For the temperature of the pan, look at the recipe below, the simple water test will tell you when it's right. If it's too low, you'll have to cook them so long they'll dry out. If too high, they;ll burn and be wet inside.

There are other recipes on this forum for pancakes, you can do the search on this site - a recent one had home made pancake mix in the title I believe and the posters are reliable.

But here is one i've used with good results, adapted from an old betty crocker cookbook.

This makes 16 four-inch pancakes

Mix together:

*1 egg*

*1 1/4 cup buttermilk (or plain yoghurt)*

In a separate bowl mix together with a whisk to remove lumps and combine well:

*1/2 tsp baking soda (bicarbonate of soda)*

*1 1/4 cups all purpose flour*

*1 tsp sugar (you can raise this to 2 or 3 if you like them sweeter)*

*1 tsp baking powder*

*1/2 tsp salt*

Melt

*2 tbsp butter*

Heat a heavy griddle or frying pan until when you drop a drop of water on it, it "dances" around. What i mean is that the water forms a round ball and doesn't splatter and become flat and bubbly, but remains in a ball form and bounces around the surface of the pan. Test it as it heats, and as soon as it does that, lower the heat to medium.
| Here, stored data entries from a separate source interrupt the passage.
PR #85, opened 2013-09-09
ACL - Work in progress

Natim:
The branch is almost ready.
- [x] We already unit tested the backend to be able to implement other backends.
- [x]  We still need to make sure that the views tests passes.
- [x] We would like to implement the persona backend.
- [x] Add a token-based authentication
- [x] Make the tests use a different authentication than persona.
- [x] Rebase / Merge with master.


leplatrem:
Added checkboxes ;) github <3

Natim:
2 over 3 :D

almet:
I'm actually unsure about what kind of auth we should use for the API. I've been investigating Hawk (https://npmjs.org/package/hawk) but maybe that will be too complicated for the clients.

The other possibility would be to use a different and well known auth system such as a bearer token (as defined by OAuth 2.0) or a bearer token using Digest (but we would be subject to replay attacks).

Anyone  with other ideas? (I've successfully plugged persona auth + multiauth on my local repo so we're almost there).

leplatrem:
I'm pretty unexperienced with all these...

But I would say that Github does it well :)

The python client PyGithub was very easy to use, and the JS client geojson.io that stores gists on Github looks pretty simple too : 
https://github.com/mapbox/geojson.io/blob/gh-pages/src/core/user.js

Natim:
I like the idea of doing it simply with an AccessToken generated for each user.

Natim:
Today is the day of the big merge.
- [x] Fix tests
- [x] Merge Master
- [x] Merge dev
- [x] Verify that it works as before
- [x] Tag current master as daybed 0.1
- [x] Release new daybed as 0.9

leplatrem:
w00t ! Great ! 

Please make sure that the default policy is the same as the current one (read/write for anonymous)

Good luck !

almet:
Let's check it works _before_ doing the merge, huhu :-)

Since we're introducing incompatible API changes, maybe should we release Daybed 1.0? (as suggested by  [semver](http://semver.org/)).

Or maybe am I missing something about the versioning you're refering to?

Natim:
Ok guys,

I merge both master and dev here.
It was quite a work but we are almost there.

I have two tests that are failling but I don't know either why or if it is a real bug.
- For the LinearRingNode the code is here
- For the data missing in GeoJSON field I don't know either.

Can @leplatrem have a look and fix what is needed ?

All other tests seams to work.
I think a big review is needed.

When all test pass, I will read the documentation and verify that Installation and Examples are up-to-date.

The missing part, is anonymous access that we still have to handle.
For now, either Persona or BasicAuth works but not Anonymous access yet.

leplatrem:
First was due to https://github.com/mozilla-services/cornice/issues/150. I committed a fix.

Other problems appeared because changes brought in https://github.com/spiral-project/daybed/pull/70 were not ported into your new code. (for e.g. storing `request.data_clean` instead of `json.loads(request.body)`).

I agree to merge ACL without anonymous support in `dev` branch. I'll give you a hand to implement it before we merge into `master`.

Natim:
With request.data_clean I get `TypeError: <colander.null> is not JSON serializable`

Natim:
Ok I handled it.
We still have an error. @leplatrem do you know if it is a true bug or just the fact that the API changed from previous version and that we should modify the test.

I don't know if 'data' is part of the geojson format or if everything is good so far.

```
AssertionError: 'data' not found in 
{
    "features": [
        {
            "geometry": {
                "coordinates": [
                    [
                        [
                            0, 
                            0
                        ], 
                        [
                            0, 
                            1
                        ], 
                        [
                            1, 
                            1
                        ], 
                        [
                            0, 
                            0
                        ]
                    ]
                ], 
                "type": "Polygon"
            }, 
            "id": "0c4a92ac24704a65aee5ff79dece8b64", 
            "properties": {
                "mushroom": "Boletus"
            }, 
            "type": "Feature"
        }
    ], 
    "type": "FeatureCollection"
}
```

Natim:
Ok I get it, it seams that before, in geojson, we haven't the same result that in json and that we now have geojson in both.

Natim:
Oh dear I think we made it !

Natim:
Well @leplatrem I let your merge into dev then :)

leplatrem:
Merged manually to split formating and packaging stuff

Natim:
You forgot something, the Python3 support for daybed :)

leplatrem:
I opened a dedicated pull request for this. Was this related to ACL ?

Natim:
Yes it is part of the big merge between dev, master and ACL.
I think I am ok now, we can split properly if you think it is better.

leplatrem:
Well I didn't see it as a requirement, so I prefered to split... Sorry for the confusion :)
Smaller pull requests are easier to merge anyway :)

Take a paper towel and with a little dab of butter on it wipe the pan (or for a crispier edge, put a tsp or so of butter in the pan just before adding the pancake batter.

Take the egg/buttermilk mixture and add to the dry ingredients, and then add the butter. Mix with a spoon or whisk by hand very rapidly and stop as soon as you've made it wet.

Ladle it onto the hot pan.

As soon as you begin to see bubbles form (just bumps on the top surface of the pancake) stick the spatula under it and peek - if the color is how you like it, flip it over.

Cook roughly the same amount of time, checking if the color is right.

If they're getting black before the bumps form on top, you have to lower the heat. If they;re not coloring when the bubbles form, you've made it too low, raise the heat and do the water test.

If you like them thicker, put less liquid in the batter next time. If you like them thinner put more.

I've never found beating the egg whites to be worth the extra trouble and extra bowl to wash. Lots of people swear by that. If you want to, you should add the yolk with the buttermilk, but beat the white and add that at the end and fold it in.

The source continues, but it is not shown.